Все, все, что гибелью грозит,
Для сердца смертного сулит
Неизъяснимы наслажденья...
 
   «Искусство – искус, – утверждает Цветаева, – может быть, самый последний, самый тонкий, самый неодолимый соблазн земли...» Анализируя «Пир», Цветаева развивает мысль, высказанную еще в «Поэте о критике»: «вещь, путем меня, сама себя пишет», – мысль, бывшую ее глубоким убеждением, никогда не изменившимся. Это подтверждается и другими настоящими поэтами, в частности Тицианом Табидзе и Борисом Пастернаком, переведшим с грузинского эти стихи Табидзе:
 
Не я пишу стихи. Они, как повесть, пишут
Меня, и жизни ход сопровождает их.
 
   «Искусство при свете Совести» написано ради утверждения этой мысли. Говоря о гениальности Пушкина, не уравновесившего Гимна чуме – молитвой и тем самым оставившего читателя под чарой чумы и гибели, Цветаева добавляет: «О всем этом Пушкин навряд ли думал. Задумать вещь можно только назад, от последнего пройденного шага к первому, пройти взрячую тот путь, который прошел вслепую». Но именно эта подвластность поэта стихиям и неподвластность поэту вещи, которая «сама себя пишет», послужит ему оправданием на Страшном суде слова. Губительно для поэта, когда «рука опережает слух», когда он на мгновение выскальзывает из-под власти наития. Это случается даже с гением. Цветаева показывает, что последние две строки Гимна чуме не только ничего не добавляют к предыдущим, но противостоят им, с высоты чары низвергаясь на уровень «только-авторского» сочинительства. Цветаева дает «пушкиньянцам» пример смелости в толковании пушкинского текста. Вспоминая свое первое, дошкольное чтение Пушкина («Мой Пушкин»), она «споткнулась» о знаменитую «Птичку Божию», которая «не знает /Ни заботы, ни труда»: «Так что же она тогда делает?
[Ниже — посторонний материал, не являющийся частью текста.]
PR #221, opened 2020-04-29
[Refactor] Remove code duplication when processing message sending responses

typfel:
## What's new in this PR?

This is a follow up on https://github.com/wireapp/wire-ios-request-strategy/pull/220 to remove some code duplication.

### Issues

Parts of the business logic for handling redundant and missing clients was duplicated in all the objects implementing the `OTREntity` protocol

### Solutions

Add an optional `conversation: ZMConversation?` property to the`OTREntity` protocol and move the duplicated business logic into the protocol methods for parsing redundant and missing clients.


typfel:
@zenkins release major

PR #224, opened 2020-05-15
[Feature] Client discovery strategy

johnxnguyen:
## What's new in this PR?

This PR introduces the `ClientDiscoveryRequestStrategy`, a strategy designed to fetch a list of all clients in a given conversation. This strategy is intended to be used to provide AVS with a client list for use with SFT calls.

It works by sending an OTR message with an empty payload and zero recipients in a specific conversation. The backend will return a 412 response indicating that the message is missing recipients (as expected). In the payload of the response we will find a list of all missing clients, which will be the list of all clients in the conversation. This list is then passed into a completion handler.

### DIFF
--- a/Sources/Request Strategies/User Clients/ClientDiscoveryRequestStrategy.swift
+++ b/Sources/Request Strategies/User Clients/ClientDiscoveryRequestStrategy.swift
@@ -24,7 +24,7 @@ import Foundation
 public final class ClientDiscoveryRequestStrategy: NSObject, RequestStrategy {
 
   public typealias ClientIdsByUserId = [String: [String]]
-  public typealias ClientDiscoveryRequestCompletion = (ClientIdsByUserId) -> Void
+  public typealias RequestCompletion = (ClientIdsByUserId) -> Void
 
   // MARK: - Private properties
 
@@ -34,7 +34,7 @@ public final class ClientDiscoveryRequestStrategy: NSObject, RequestStrategy {
   private var requestSync: ZMSingleRequestSync!
 
   private var pendingRequest: ZMTransportRequest?
-  private var pendingCompletion: ClientDiscoveryRequestCompletion?
+  private var pendingCompletion: RequestCompletion?
 
   // MARK: - Init
 
@@ -56,7 +56,7 @@ public final class ClientDiscoveryRequestStrategy: NSObject, RequestStrategy {
   ///   - conversationId: the id of the conversation.
   ///   - completion: invoked with a map of user ids to an array of client ids.
 
-  public func requestClientList(conversationId: UUID, completion: @escaping ClientDiscoveryRequestCompletion) {
+  public func requestClientList(conversationId: UUID, completion: @escaping RequestCompletion) {
     managedObjectContext.performGroupedBlock { [unowned self] in
       guard let selfClient = ZMUser.selfUser(in: self.managedObjectContext).selfClient() else { return }
 
--- a/Sources/Request Strategies/User Clients/ClientDiscoveryRequestStrategy.swift
+++ b/Sources/Request Strategies/User Clients/ClientDiscoveryRequestStrategy.swift
@@ -1,0 +1,92 @@
+// Wire
+// Copyright (C) 2019 Wire Swiss GmbH
+//
+// This program is free software: you can redistribute it and/or modify
+// it under the terms of the GNU General Public License as published by
+// the Free Software Foundation, either version 3 of the License, or
+// (at your option) any later version.
+//
+// This program is distributed in the hope that it will be useful,
+// but WITHOUT ANY WARRANTY; without even the implied warranty of
+// MERCHANTABILITY or FITNESS FOR A PARTICULAR PURPOSE. See the
+// GNU General Public License for more details.
+//
+// You should have received a copy of the GNU General Public License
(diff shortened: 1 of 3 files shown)


Sources/Request Strategies/User Clients/ClientDiscoveryRequestStrategy.swift
```diff
@@ -0,0 +1,92 @@
...
+    return requestSync.nextRequest()
+  }
+
+  /// Triggers a request to fetch the list of clients in a given conversation.
+  ///
+  /// - Parameters:
+  ///   - conversationId: the id of the conversation.
+  ///   - completion: invoked with a map of user ids to an array of client ids.
+
+  public func requestClientList(conversationId: UUID, completion: @escaping RequestCompletion) {
```
typfel, line 59: What happens if this is called twice? Only one of the request will have it's completion handler called?

Sources/Request Strategies/User Clients/ClientDiscoveryRequestStrategy.swift
```diff
@@ -0,0 +1,92 @@
...
+import Foundation
+
+/// This strategy is used to get an up-to-date list of all clients in a given conversation.
+/// It achieves this by posting an empty OTR message with no recipients in the coversation,
+/// then parsing the 412 error response to discover the list of missing clients reported by
+/// the backend.
+
+public final class ClientDiscoveryRequestStrategy: NSObject, RequestStrategy {
+
+  public typealias ClientIdsByUserId = [String: [String]]
```
typfel, line 26: Would it make sense to define `Codable` structs for this?

Sources/Request Strategies/User Clients/ClientDiscoveryRequestStrategy.swift
johnxnguyen: Yes, only the latest handler will be called, but it would only be called once since we "consume" the handler once it is invoked. I was modeling this behavior off the `CallingRequestStrategy` in sync engine, in particular how we request the call config.

typfel: As user of this generically named strategy I would expect a second call to cancel the first request (maybe it's called difference places in the code). Couldn't we keep a list of pending completion handlers?

Sources/Request Strategies/User Clients/ClientDiscoveryRequestStrategy.swift
johnxnguyen: Hmm... I'm not sure it does make sense, because the keys contain data (the userId). We could do it but it would require an explicit decodable implementation.

Also... can you decode a dictionary? We don't have the JSON string here but an instance `ZMTransportData`.

typfel: I would suggest to create a struct for the whole response with this part being a nested struct.

UserID is a UUID which already implements `Codable` so it should work out of the box.

typfel: We could then re-use those those structs in other strategies, but I understand if you don't want to do this right now if you are under time pressure.

Sources/Request Strategies/User Clients/ClientDiscoveryRequestStrategy.swift
typfel: Example of nested payload structs https://github.com/wireapp/wire-ios-sync-engine/blob/a9dd002607a85bb39ca5df2511f071cb8f0eea97/Source/Synchronization/Strategies/PermissionsDownloadRequestStrategy.swift#L22

Sources/Request Strategies/User Clients/ClientDiscoveryRequestStrategy.swift
typfel: Example of nested payload structs https://github.com/wireapp/wire-ios-sync-engine/blob/a9dd002607a85bb39ca5df2511f071cb8f0eea97/Source/Synchronization/Strategies/PermissionsDownloadRequestStrategy.swift#L22

typfel: It's probably better to do it as a separate PR.

johnxnguyen: Noting for future self: `ZMTransportResponse` has a `rawData` property which contains the JSON payload as a blob.

Sources/Request Strategies/User Clients/ClientDiscoveryRequestStrategy.swift
johnxnguyen: Sure, I'll give it a go.

johnxnguyen: So, it's using a `ZMSingleRequestSync`, meaning we only process one request at a time. For the use case with AVS, it seemed like an appropriate choice. The way that I would use it is to make it be owned by the `CallingRequestStrategy` (not the `ZMSyncStrategy`) and use it there. What do you think?

johnxnguyen:
Implemented in https://github.com/wireapp/wire-ios-sync-engine/pull/1235

PR #226, opened 2020-05-18
[Refactor] Change process method in PushMessageHandler protocol

KaterinaWire:
## What's new in this PR?

Modified process() method in PushMessageHandler protocol, because this protocol must be used for objc code.


Sources/Protocols/PushMessageHandler.swift
```diff
@@ -36,5 +37,6 @@ public protocol PushMessageHandler: NSObjectProtocol {
     /// Shows a notification for a failure to send
     ///
     /// - Parameter message: message that failed to send
+    @objc(processMessage:)
```
typfel, line 40: This `@objc` is on the wrong method?

KaterinaWire: Fixed

PR #230, opened 2020-06-10
[Feature] Targeted messages

johnxnguyen:
## What's new in this PR?

The upcoming conference calling feature requires clients to be able to send targeted encrypted messages to specific client devices. This PR includes changes to make this possible.

### Changes

API changes introduce in https://github.com/wireapp/wire-ios-data-model/pull/993 such as method renaming have been addressed.

Additionally, when scheduling a generic message, there is now the option to specify the target recipients. There are two cases:

-  `conversationParticipants` (the default), which preserves the existing behavior of sending a message to all the participants of the conversation,
- `clients`, which contains a collection of specific client devices which should be the **only** recipients of the message.

## Dependencies
Needs releases with:

- [x] https://github.com/wireapp/wire-ios-data-model/pull/993


johnxnguyen:
@zenkins release major

Issue #1520, opened 2019-03-02
Standardize OE SDK ABI expectations


CodeMonkeyLeet:
As tests are starting to expose irregularities in the way we handled context preservation calling in and out of the enclave between host OS types, we need to more rigorously define and test the edge function ABI and other related call handling we manually author:

- [x] Evaluate and formalize context preserved on ecall from host based on registers preserved in [`__morestack`](https://github.com/Microsoft/openenclave/blob/0e58bcd77b0768543e54aeac6d0725b21684e45b/host/sgx/linux/enter.S#L9) and [`oe_snap_current_context`](https://github.com/Microsoft/openenclave/blob/1e22196bea525a7781883e6f33344c0440bf4529/include/openenclave/internal/context.inc#L26) _[Update: No additional reconciliation necessary between `__morestack` and `oe_snap_current_context` as they service two different scenarios. See comments below.]_
    - It looks like we could possibly optimize the set of registers currently being preserved so we can make a more straightforward statement around host edge function ABI being aligned with the platform its running on. 
- [x] Evaluate and formalize context preserved on ocall from enclave based on registers preserved/cleared/restored in [`oe_asm_exit`](https://github.com/Microsoft/openenclave/blob/1e22196bea525a7781883e6f33344c0440bf4529/enclave/core/sgx/exit.S#L51) and [`oe_enter`](https://github.com/Microsoft/openenclave/blob/1e22196bea525a7781883e6f33344c0440bf4529/enclave/core/sgx/enter.S#L38) _[Update: See documentation in comments below]_
    - It looks like enclave preserves a much smaller set of state on returning from ocall relative to the host, and this asymmetry should be rationalized. It would be ideal if the enclave ocall ABI can be understood in terms of the regular Linux x64 ABI as well.
- [x] Fix #1501 by having Windows host also preserve `mxcsr`
- [x] Merge fixes to preservation of host context on return from enclave for compatibility with Windows x64 ABI from [WinOE1_elibc branch](https://github.com/Microsoft/openenclave/compare/WinOE1_elibc)
    - Don't need to port .asm implementations of `oe_setjmp`/`oe_longjmp` since we're not compiling enclave as PE, but consider using the model to refactor existing Linux implementation to share a jump buffer struct definition for consistency between the calls.
- ~~Update enclave `oe_setjmp`/`oe_longjmp` to match Linux x64 ABI by preserving `mxcsr` & `fpcsr` (x87 control word) non-volatile bits as well.~~
[...]

PR #2223, opened 2019-10-02
Preserve Windows & Linux ABI expectations on ECALL

CodeMonkeyLeet:
This changeset addresses some of the issues in #1520 by reconciling some of the ABI inconsistencies when calling from a Windows host process into an Linux-based enclave. This includes:

- Initialize the MXCSR, RFLAGS and x87 FPU control word on ECALL to ensure that
  the enclave can expect the Linux x86_64 ABI-specified initial process state.

- Preserve the Windows x64 ABI-specified callee-preserved registers, x87 FPU,
  MMX, XMM and MXCSR states before each ECALL and restore them on return or
  OCALL.

- Update return_from_ecall to use r10 instead of callee-preserved rbx register
  as a temporary register.

### DIFF
--- a/enclave/core/sgx/enter.S
+++ b/enclave/core/sgx/enter.S
@@ -119,6 +119,23 @@ oe_enter:
     mov %rsp, %rbp
 
 .call_function:
+    // Set the MXCSR according to the Linux x86_64 ABI
+    mov $ABI_MXCSR_INIT, %r10
+    push %r10
+    ldmxcsr (%rsp)
+    pop %r10
+
+    // Set the FPU Control Word according to the Linux x86_64 ABI
+    mov $ABI_FPUCW_INIT, %r10
+    push %r10
+    fldcw (%rsp)
+    pop %r10
+
+    // Initialize the RFLAGS prior to calling enclave functions
+    // This only clears the DF and state flag bits since
+    // the system flags and reserved bits are not writable here
+    push $0
+    popfq
 
     // Get the host stack pointer.
     mov %gs:td_host_rsp, %r8
--- a/host/sgx/windows/enter.asm
+++ b/host/sgx/windows/enter.asm
@@ -4,6 +4,8 @@
 include ksamd64.inc
 
 extern __oe_dispatch_ocall:proc
+extern oe_save_host_context:proc
+extern oe_restore_host_context:proc
 
 ;;==============================================================================
 ;;
@@ -16,13 +18,14 @@ extern __oe_dispatch_ocall:proc
 ;;     [OUT] uint64_t* arg4,
 ;;     [OUT] oe_enclave_t* enclave);
 ;;
-;; Registers:
+;; Parameters passed on register and stack:
 ;;     RCX      - tcs: thread control structure (extended)
 ;;     RDX      - aep: asynchronous execution procedure
 ;;     R8       - arg1
 ;;     R9       - arg2
 ;;     [RBP+48] - arg3
 ;;     [RBP+56] - arg4
+;;     [RBP+64] - enclave
 ;;
 ;; These registers may be destroyed across function calls:
 ;;     RAX, RCX, RDX, R8, R9, R10, R11
@@ -33,7 +36,11 @@ extern __oe_dispatch_ocall:proc
 ;;==============================================================================
 
 ENCLU_EENTER    EQU 2
-PARAMS_SPACE    EQU 128
+
+ARG3_PARAM      EQU [rbp+48]
+ARG4_PARAM      EQU [rbp+56]
+ENCLAVE_PARAM   EQU [rbp+64]
+
 TCS             EQU [rbp-8]
 AEP             EQU [rbp-16]
 ARG1            EQU [rbp-24]
@@ -44,13 +51,21 @@ ENCLAVE         EQU [rbp-56]
 ARG1OUT         EQU [rbp-64]
 ARG2OUT         EQU [rbp-72]
 STACKPTR        EQU [rbp-80]
-MXCSR           EQU [rbp-88]
+HOST_CONTEXT    EQU [rbp-88]
+
+;; Reserve parameter space based on:
+;; + 88 bytes for 11*8-byte parameters TCS to HOST_CONTEXT
+;; HOST_CONTEXT points to the start of the context data consisting of:
+;; + 64 bytes for 8*8-byte callee-preserved registers
+;; + 512-byte OE_CONTEXT_FLOAT memory image used in fxsave/fxrstor
+;; + 8 bytes so that the stack remains 16-byte aligned.
+PARAMS_SPACE    EQU 672
 
 NESTED_ENTRY oe_enter, _TEXT$00
     END_PROLOGUE
 
     ;; Setup stack frame:
-    push rbp
+    push rbp ;; Stack is 16-byte aligned at this point
     mov rbp, rsp
 
     ;; Save parameters on stack for later reference:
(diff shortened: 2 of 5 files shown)


enclave/core/sgx/enter.S
```diff
@@ -50,6 +50,24 @@ oe_enter:
     mov %rsp, %gs:td_host_rsp
     mov %rbp, %gs:td_host_rbp
 
+    // Set the MXCSR according to the Linux x86_64 ABI
+    mov $ABI_MXCSR_INIT, %r10
```
anakrish: Great change that brings us closer to ABI compliance.

enclave/core/sgx/enter.S
```diff
@@ -50,6 +50,24 @@ oe_enter:
...
+    push %r10
+    ldmxcsr (%rsp)
+    pop %r10
+
+    // Set the FPU Control Word according to the Linux x86_64 ABI
+    mov $ABI_FPUCW_INIT, %r10
+    push %r10
+    fldcw (%rsp)
+    pop %r10
```
anakrish: Unfortunately, rsp still points to host stack at this time.
We could define a macro to initialize these values and then call the macro in exception_entry, nested_entry and clean_entry paths after the enclave rsp has been setup.

host/sgx/windows/enter.asm
```diff
@@ -74,22 +83,15 @@ NESTED_ENTRY oe_enter, _TEXT$00
...
-    ;; Save registers:
-    push rbx
-    push rdi
-    push rsi
-    push r12
-    push r13
-    push r14
-    push r15
+    ;; Store the host context on the host stack
+    mov HOST_CONTEXT, rsp
```
anakrish: This line is hard to read. 
The comment in line 53 says `64 bytes for all preserved registers in HOST_CONTEXT` but this line just stores the current rsp value in HOST_CONTEXT

enclave/core/sgx/enter.S
CodeMonkeyLeet: Good catch ... instead of putting it in 3 different places, could we just put it into the start of `call_function` instead? That's where all of the entries dovetail after restoring the stack pointer.

host/sgx/windows/host_context.asm
```diff
@@ -0,0 +1,78 @@
...
+.CODE
+
+PUBLIC oe_save_host_context
+oe_save_host_context PROC
+    ;; Subroutine prologue
+    push rbp 
+    mov rbp, rsp
+
+    ;; Save the flags to stack.
+    pushf
```
anakrish: Should this function also save MXCSR?

host/sgx/windows/host_context.asm
```diff
@@ -0,0 +1,78 @@
...
+    mov rbx, [rcx+OE_CONTEXT_RBX]
+    mov rdi, [rcx+OE_CONTEXT_RDI]
+    mov rsi, [rcx+OE_CONTEXT_RSI]
+    mov r12, [rcx+OE_CONTEXT_R12]
+    mov r13, [rcx+OE_CONTEXT_R13]
+    mov r14, [rcx+OE_CONTEXT_R14]
+    mov r15, [rcx+OE_CONTEXT_R15]
+
+    ;; Restore x87 and SSE values.
+    fxrstor [rcx+OE_CONTEXT_FLOAT]
```
anakrish: Should this function also restore MXCSR?

host/sgx/windows/enter.asm
```diff
@@ -149,29 +171,19 @@ return_from_ecall:
...
-    ;; Restore registers:
-    pop r15
-    pop r14
-    pop r13
-    pop r12
-    pop rsi
-    pop rdi
-    pop rbx
-
+    mov qword ptr [rax], r10
```
anakrish: Suggestion about pre-existing code.
Consider using a define instead of hard-coded offsets (e.g. rbp+48)

enclave/core/sgx/enter.S
anakrish: Nice idea. 
I checked that none of the instruction in different control paths leading to `call_function` can be influenced by host supplied values of these flags/registers, and therefore it is safe change.

host/sgx/windows/host_context.asm
CodeMonkeyLeet: MXCSR is preserved as part of the [fxsave instruction](https://www.felixcloutier.com/x86/fxsave#tbl-3-43), see comment on line 37

host/sgx/windows/host_context.asm
CodeMonkeyLeet: Similarly, fxrstor restores the MXCSR register

host/sgx/windows/enter.asm
CodeMonkeyLeet: Conceptually, the `HOST_CONTEXT` is just a pointer to the start of that block of information used in host_context.asm, which includes the 8 registers and fxsave memory image and is just sequentially pushed onto the stack. 

What would you suggest to clarify this? Is the confusion around "in" `HOST_CONTEXT`?

host/sgx/windows/host_context.asm
anakrish: Great.

host/sgx/windows/host_context.asm
anakrish: Ok. Would be good to tweak the comment in line 67 to mention that.

host/sgx/windows/enter.asm
CodeMonkeyLeet: Good idea, I've added definitions for these values for readability.

host/sgx/windows/enter.asm
CodeMonkeyLeet: Okay, I've updated the comments around the definition of `PARAMS_SPACE` and `HOST_CONTEXT`, let me know if that still doesn't help.

enclave/core/sgx/enter.S
```diff
@@ -119,6 +119,23 @@ oe_enter:
     mov %rsp, %rbp
 
 .call_function:
+    // Set the MXCSR according to the Linux x86_64 ABI
+    mov $ABI_MXCSR_INIT, %r10
+    push %r10
```
anakrish: Just occurred to me that push pop are not needed here and for fldcw
You could do
```asm
mov $ABI_MXCSR_INIT, (%rsp)
ldmxcsr (%rsp)
```

host/sgx/windows/enter.asm
anakrish: Ok. Thanks for clarifying.

host/sgx/windows/enter.asm
```diff
@@ -103,11 +111,22 @@ execute_eenter:
...
-	
+
+    ;; Restore the saved host context
+    mov rcx, HOST_CONTEXT
+    call oe_restore_host_context
+
 dispatch_ocall:
+
+    ;; Save callee-preserved registers
+    push rbx
```
anakrish: Do we need this? Technically the callee (`__oe_dispatch_ocall`) should preserve these registers right?

enclave/core/sgx/enter.S
```diff
@@ -119,6 +119,23 @@ oe_enter:
...
+    // Set the FPU Control Word according to the Linux x86_64 ABI
+    mov $ABI_FPUCW_INIT, %r10
+    push %r10
+    fldcw (%rsp)
+    pop %r10
+
+    // Initialize the RFLAGS prior to calling enclave functions
+    // This only clears the DF and state flag bits since
+    // the system flags and reserved bits are not writable here
+    push $0
```
jxyang: Do we need to save and restore RFLAGS register on the host side?

CodeMonkeyLeet: Yes, it's cleaned out as part of `oe_cleanup_registers` on the enclave side on enclave exit, called as a part of an ocall or return from ecall. AEX handles the context cleanup in the exception case.

CodeMonkeyLeet: To answer the "do we need to _save_" part of the question, no we don't. The RFLAGS are divided into:
* _Status flags_: regarded as volatile in both Linux and Windows ABIs
* _DF_: required to be cleared by both Linux and Windows ABIs
* _System Flags and IOPL Field_: privileged bits set by the OS, so we don't actually clear these when calling `popf` from user mode.

host/sgx/windows/enter.asm
CodeMonkeyLeet: No, you're right. It turns out the pushes were just masking a stack alignment bug prior to the `__oe_dispatch_ocall`.

I've clarified the alignment of the stack at the beginning of the function and corrected the offset for this pseudo-prologue for the call into `__oe_dispatch_ocall` to maintain that alignment.

enclave/core/sgx/enter.S
CodeMonkeyLeet: Thanks for the suggestion, but I think it's clearer to keep the two inits apart rather than save a push by reusing `(%rsp)`

host/sgx/windows/enter.asm
```diff
@@ -103,10 +111,11 @@ execute_eenter:
...
     mov ARG1OUT, rdi
     mov ARG2OUT, rsi
-	
-    ;; Restore the saved MXCSR
-    ldmxcsr MXCSR
-	
+
+    ;; Restore the saved host context
+    mov rcx, HOST_CONTEXT
+    call oe_restore_host_context
```
anakrish: Great work! Looks a lot cleaner.

Reading this new version, it looks like only the `execute_eenter` block needs to be in assembly.
The rest of this function can be written in C. Something we can attempt when there is bandwidth next release.

CodeMonkeyLeet: I agree, we should consider factoring out more of this into higher level code instead of assembly in the next milestone.

PR #1826, opened 2019-05-24
Enable tests/crypto/enclave on Windows

CodeMonkeyLeet:
- Enable tests/crypto/enclave on Windows

    - Enable building tests/crypto/enclave folder on Windows.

И кто же тогда вьет гнездо? И есть ли вообще такие птички?..» Цветаева без обиняков заявляет, что таких «птичек» не бывает, что «эти стихи явно написаны про бабочку», что пушкинская «птичка – поэтическая вольность». Это был «ее Пушкин», перед которым не надо было «благоговеть», которого надо было читать, знать, любить, у которого учиться. Проза подтверждала с вызовом брошенное в стихах:
 
Пушкинскую руку
Жму, а не лижу.
 
   С ней жил свободный дух Пушкина, она преломляла его в себе, он сопутствовал ей в любую минуту жизни. Потрясенная женитьбой Пастернака, Цветаева писала в уже цитированном письме к Р. Ломоносовой: «Живу. Последняя ставка на человека. Но остается работа и дети и пушкинское: "На свете счастья нет, но есть покой и воля"...»Среди трех окончательных ценностей, сохраняющихся дальше «последней ставки на человека», Цветаева называет Пушкина – вне возможности разочарования, такой же бесспорностью, как само существование ее детей. Работа, дети, Пушкин – именно в этой последовательности – то, что пребудет с ней до конца. Это дает ей свободу понимать и толковать Пушкина; так в этом письме она по-своему применяет его понятие «воля»: «...которую Пушкин употребил как: „свобода“, я же: воля к чему-нибудь: к той же работе. Словом, советское „Герой ТРУДА“...» И дальше она рассуждает о наследственности своего трудолюбия, чувства долга и ответственности.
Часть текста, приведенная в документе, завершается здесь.